Exact reproduction is required for all entries.

(Saved entries)
_ _ _ _
PR #7963, opened 2025-04-04
Update ProblemReport view to integrate better with in app upgrade feature

tobias-jarvelov:
- Makes the modal optional so it can be disabled when navigating to it from the AppUpgrade view.
- Conditionally sets the "Upgrade app" button to navigate to an external URL or the AppUpgrade route, depending on platform.

- - -
This change is [Reviewable](https://reviewable.io/reviews/mullvad/mullvadvpn-app/7963)

### DIFF
--- a/desktop/packages/mullvad-vpn/src/renderer/components/ProblemReport.tsx
+++ b/desktop/packages/mullvad-vpn/src/renderer/components/ProblemReport.tsx
@@ -324,7 +324,16 @@ function OutdatedVersionWarningDialog() {
   const outdatedVersion = useSelector((state) => !!state.version.suggestedUpgrade);
   const pushAppUpgrade = usePushAppUpgrade();
 
-  const [showOutdatedVersionWarning, setShowOutdatedVersionWarning] = useState(outdatedVersion);
+  const { location } = useHistory();
+  const { state } = location;
+  const hasSuppressOutdatedVersionWarning = state?.options?.includes(
+    'suppress-outdated-version-warning',
+  );
+  const showOutdatedVersionWarningInitial = outdatedVersion && !hasSuppressOutdatedVersionWarning;
+
+  const [showOutdatedVersionWarning, setShowOutdatedVersionWarning] = useState(
+    showOutdatedVersionWarningInitial,
+  );
 
   const acknowledgeOutdatedVersion = useCallback(() => {
     setShowOutdatedVersionWarning(false);
--- a/desktop/packages/mullvad-vpn/src/renderer/components/ProblemReport.tsx
+++ b/desktop/packages/mullvad-vpn/src/renderer/components/ProblemReport.tsx
@@ -15,6 +15,8 @@ import {
 import { messages } from '../../shared/gettext';
 import { getDownloadUrl } from '../../shared/version';
 import { useAppContext } from '../context';
+import { usePushAppUpgrade } from '../history/hooks';
+import { useIsPlatformLinux } from '../hooks';
 import useActions from '../lib/actionsHook';
 import { Flex, Icon, Spinner } from '../lib/components';
 import { useHistory } from '../lib/history';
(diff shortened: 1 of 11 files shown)


desktop/packages/mullvad-vpn/src/renderer/components/ProblemReport.tsx
```diff
@@ -320,8 +323,16 @@ function OutdatedVersionWarningDialog() {
   const isOffline = useSelector((state) => state.connection.isBlocked);
   const suggestedIsBeta = useSelector((state) => state.version.suggestedIsBeta ?? false);
   const outdatedVersion = useSelector((state) => !!state.version.suggestedUpgrade);
+  const pushAppUpgrade = usePushAppUpgrade();
 
-  const [showOutdatedVersionWarning, setShowOutdatedVersionWarning] = useState(outdatedVersion);
+  const location = useLocation();
+  const query = new URLSearchParams(location.search);
+  const hasSuppressOutdatedVersionWarning = query.has('suppress-outdated-version-warning');
```
olmoh, line 330: I probably should have commented on this in an earlier PR but didn't think of it until now. Instead of using an url parameter we could make use of the state object of react router.

```ts
import { useCallback } from 'react';

import { useHistory } from '../../lib/history';
import { RoutePath } from '../../lib/routes';

export type PushProblemReportProps = {
  search?: string;
};

export const suppressOutdatedVersionWarning = 'suppress-outdated-version-warning';

export const usePushProblemReport = ({ search }: PushProblemReportProps = {}) => {
  const history = useHistory();

  const pushProblemReport = useCallback(() => {
    history.push(
      {
        pathname: RoutePath.problemReport,
        search,
      },
      {
        options: [suppressOutdatedVersionWarning],
      },
    );
  }, [history, search]);

  return pushProblemReport;
};
```

And then we can check for the option inside of the state.
```ts
const { state } = useLocation();
```

I don't think we use URL parameters in any other cases so this would be more similar to have navigation has been done previously.

olmoh (changes requested):

desktop/packages/mullvad-vpn/src/renderer/components/ProblemReport.tsx
```diff
@@ -11,10 +11,14 @@ import {
   useRef,
   useState,
 } from 'react';
+import { useLocation } from 'react-router';
```
olmoh, line 14: We can use the from lib/history instead.

desktop/packages/mullvad-vpn/src/renderer/components/ProblemReport.tsx
```diff
@@ -320,8 +324,17 @@ function OutdatedVersionWarningDialog() {
   const isOffline = useSelector((state) => state.connection.isBlocked);
   const suggestedIsBeta = useSelector((state) => state.version.suggestedIsBeta ?? false);
   const outdatedVersion = useSelector((state) => !!state.version.suggestedUpgrade);
+  const pushAppUpgrade = usePushAppUpgrade();
 
-  const [showOutdatedVersionWarning, setShowOutdatedVersionWarning] = useState(outdatedVersion);
+  const { state } = useLocation<LocationState>();
+  const hasSuppressOutdatedVersionWarning = state?.options?.includes(
```
olmoh, line 330: This currently does not work as intended, and the dialog will be shown every time, since options won't be set in the state.
If we add it to `createState` in `history.tsx` it should work as expected.
```
  private createState(state?: Partial<LocationState>): LocationState {
    return {
      scrollPosition: state?.scrollPosition ?? [0, 0],
      expandedSections: state?.expandedSections ?? {},
      transition: state?.transition ?? transitions.none,
      options: state?.options,
    };
  }
  ```

olmoh (changes requested):

desktop/packages/mullvad-vpn/src/renderer/components/ProblemReport.tsx
tobias-jarvelov: I'm guessing you meant `useHistory` hook from `'lib/history'`, at least that's what I went with.

desktop/packages/mullvad-vpn/src/renderer/components/ProblemReport.tsx
tobias-jarvelov: Great, thanks. I've updated it now.

olmoh (approved):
_ _ _ _
▶ _Exercise result_
PR #7963, opened 2025-04-04
Update ProblemReport view to integrate better with in app upgrade feature

tobias-jarvelov:
- Makes the modal optional so it can be disabled when navigating to it from the AppUpgrade view.
- Conditionally sets the "Upgrade app" button to navigate to an external URL or the AppUpgrade route, depending on platform.

- - -
This change is [Reviewable](https://reviewable.io/reviews/mullvad/mullvadvpn-app/7963)

### DIFF
--- a/desktop/packages/mullvad-vpn/src/renderer/components/ProblemReport.tsx
+++ b/desktop/packages/mullvad-vpn/src/renderer/components/ProblemReport.tsx
@@ -324,7 +324,16 @@ function OutdatedVersionWarningDialog() {
   const outdatedVersion = useSelector((state) => !!state.version.suggestedUpgrade);
   const pushAppUpgrade = usePushAppUpgrade();
 
-  const [showOutdatedVersionWarning, setShowOutdatedVersionWarning] = useState(outdatedVersion);
+  const { location } = useHistory();
+  const { state } = location;
+  const hasSuppressOutdatedVersionWarning = state?.options?.includes(
+    'suppress-outdated-version-warning',
+  );
+  const showOutdatedVersionWarningInitial = outdatedVersion && !hasSuppressOutdatedVersionWarning;
+
+  const [showOutdatedVersionWarning, setShowOutdatedVersionWarning] = useState(
+    showOutdatedVersionWarningInitial,
+  );
 
   const acknowledgeOutdatedVersion = useCallback(() => {
     setShowOutdatedVersionWarning(false);
--- a/desktop/packages/mullvad-vpn/src/renderer/components/ProblemReport.tsx
+++ b/desktop/packages/mullvad-vpn/src/renderer/components/ProblemReport.tsx
@@ -15,6 +15,8 @@ import {
 import { messages } from '../../shared/gettext';
 import { getDownloadUrl } from '../../shared/version';
 import { useAppContext } from '../context';
+import { usePushAppUpgrade } from '../history/hooks';
+import { useIsPlatformLinux } from '../hooks';
 import useActions from '../lib/actionsHook';
 import { Flex, Icon, Spinner } from '../lib/components';
 import { useHistory } from '../lib/history';
(diff shortened: 1 of 11 files shown)


desktop/packages/mullvad-vpn/src/renderer/components/ProblemReport.tsx
```diff
@@ -320,8 +323,16 @@ function OutdatedVersionWarningDialog() {
   const isOffline = useSelector((state) => state.connection.isBlocked);
   const suggestedIsBeta = useSelector((state) => state.version.suggestedIsBeta ?? false);
   const outdatedVersion = useSelector((state) => !!state.version.suggestedUpgrade);
+  const pushAppUpgrade = usePushAppUpgrade();
 
-  const [showOutdatedVersionWarning, setShowOutdatedVersionWarning] = useState(outdatedVersion);
+  const location = useLocation();
+  const query = new URLSearchParams(location.search);
+  const hasSuppressOutdatedVersionWarning = query.has('suppress-outdated-version-warning');
```
olmoh, line 330: I probably should have commented on this in an earlier PR but didn't think of it until now. Instead of using an url parameter we could make use of the state object of react router.

```ts
import { useCallback } from 'react';

import { useHistory } from '../../lib/history';
import { RoutePath } from '../../lib/routes';

export type PushProblemReportProps = {
  search?: string;
};

export const suppressOutdatedVersionWarning = 'suppress-outdated-version-warning';

export const usePushProblemReport = ({ search }: PushProblemReportProps = {}) => {
  const history = useHistory();

  const pushProblemReport = useCallback(() => {
    history.push(
      {
        pathname: RoutePath.problemReport,
        search,
      },
      {
        options: [suppressOutdatedVersionWarning],
      },
    );
  }, [history, search]);

  return pushProblemReport;
};
```

And then we can check for the option inside of the state.
```ts
const { state } = useLocation();
```

I don't think we use URL parameters in any other cases so this would be more similar to have navigation has been done previously.

olmoh (changes requested):

desktop/packages/mullvad-vpn/src/renderer/components/ProblemReport.tsx
```diff
@@ -11,10 +11,14 @@ import {
   useRef,
   useState,
 } from 'react';
+import { useLocation } from 'react-router';
```
olmoh, line 14: We can use the from lib/history instead.

desktop/packages/mullvad-vpn/src/renderer/components/ProblemReport.tsx
```diff
@@ -320,8 +324,17 @@ function OutdatedVersionWarningDialog() {
   const isOffline = useSelector((state) => state.connection.isBlocked);
   const suggestedIsBeta = useSelector((state) => state.version.suggestedIsBeta ?? false);
   const outdatedVersion = useSelector((state) => !!state.version.suggestedUpgrade);
+  const pushAppUpgrade = usePushAppUpgrade();
 
-  const [showOutdatedVersionWarning, setShowOutdatedVersionWarning] = useState(outdatedVersion);
+  const { state } = useLocation<LocationState>();
+  const hasSuppressOutdatedVersionWarning = state?.options?.includes(
```
olmoh, line 330: This currently does not work as intended, and the dialog will be shown every time, since options won't be set in the state.
If we add it to `createState` in `history.tsx` it should work as expected.
```
  private createState(state?: Partial<LocationState>): LocationState {
    return {
      scrollPosition: state?.scrollPosition ?? [0, 0],
      expandedSections: state?.expandedSections ?? {},
      transition: state?.transition ?? transitions.none,
      options: state?.options,
    };
  }
  ```

olmoh (changes requested):

desktop/packages/mullvad-vpn/src/renderer/components/ProblemReport.tsx
tobias-jarvelov: I'm guessing you meant `useHistory` hook from `'lib/history'`, at least that's what I went with.

desktop/packages/mullvad-vpn/src/renderer/components/ProblemReport.tsx
tobias-jarvelov: Great, thanks. I've updated it now.

olmoh (approved):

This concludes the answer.